I was angry to say the least. But kept it cool. Hey honey, do you text with Shawn or you just talk on messenger? "We don't text, I don't have his number". I said nothing.

The following week, she installed Snapchat. I lost track of everything. Following weeks have been hard. Living in doubts. Or maybe put my head in the sand. "Maybe it wasn't an EA? Maybe I was not being gaslighted?" 

Dust settles down. Then one day, she comes back from work and tells me she needs time for herself and that she is looking for an apartment! I was in shock. She said our relationship stalled and she needed to have her own space to think about everything.

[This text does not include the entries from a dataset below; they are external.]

Issue #622, opened 2020-01-08
setup.py and requirements.txt duplicate information (inconsistently)


huonw:
**Describe the bug**

`setup.py` and the various `requirements.txt` list dependencies for both normal development and testing (and demos). This duplication is unfortunate and can (and does) lead to inconsistencies between the versions:

https://github.com/stellargraph/stellargraph/blob/ca643349298a12ae7fd8d2239f0b2e20a44f534e/requirements.txt#L1-L16

https://github.com/stellargraph/stellargraph/blob/ca643349298a12ae7fd8d2239f0b2e20a44f534e/setup.py#L22-L46

E.g. `pytest` and `pytest-benchmark` are constrained differently in `requirements.txt` vs. `setup.py`.

**To Reproduce**
1. Observe `setup.py` and `requirements.txt`

**Expected behavior**
Changes and additions to dependencies should only have to happen in a single location.

**Screenshots**
N/A

**Desktop (please complete the following information):**
N/A

**Data used**
N/A
**Additional context**
N/A

PR #661, opened 2020-01-13
Put all requirements into setup.py, not scattered requirements.txts

huonw:
This pulls all of the dependencies of the various bits of stellargraph (demos, testing, ...) into a single place: `setup.py`. There's no longer any `requirements.txt` other than the top level one that exists for developer convenience. Installing the dependencies required for all demos is `pip install stellargraph[demos,igraph]` or `pip install .[demos,igraph]` (or without the `igraph`, if not running the community detection examples).

See: #622


setup.py
```diff
@@ -35,22 +35,37 @@
...
+#
+# * demos/community_detection: mplleaflet, python-igraph (separate
+#   'extra', because it's only available on some platforms)
 #
 # * demos/ensembles/ensemble-node-classification-example.ipynb: seaborn
 #
 # * demos/link-prediction/hinsage/utils.py: numba
 #
 # Other demos do not have specific requirements
 EXTRAS_REQURES = {
```
timpitman: There is still a long-standing typo - could fix?

timpitman:
```suggestion
EXTRAS_REQUIRES = {
```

Finally, after a few days, I accepted her decision, because deep inside, it was what I wanted. 

BUT! After a week, surprise! She says she doesn't want to leave anymore and that she wants me to forget about the fact that she wanted to leave. What?

As of today, she acts like she never had this conversation with me and every time I bring it up, she tells me that she don't wanna hear it anymore and that she doesn't want to talk about it. "I changed my mind and I don't want to leave so let's not talk about this anymore". She acts like she's in love with me. To this day, I have no idea if she still talks to this guy. And you know what? I feel like I don't care. It's like I have no opinion on this anymore.

I got used to the idea that we were going separate ways and I was in peace with it. 

But...

1- I can't get over the fact that she might had a EA with that guy
2- Every day, I want to be alone. I have dreams, I have projects. Each of them I'm perfectly fine doing it by myself, alone. 
3- I want to spend quality time with my kids when I'm with them. Even if its every other weeks (50/50 custody). 
4- I don't want hookups (ok, maybe I want to try) but I don't want to be in a relationship anymore. Not for now.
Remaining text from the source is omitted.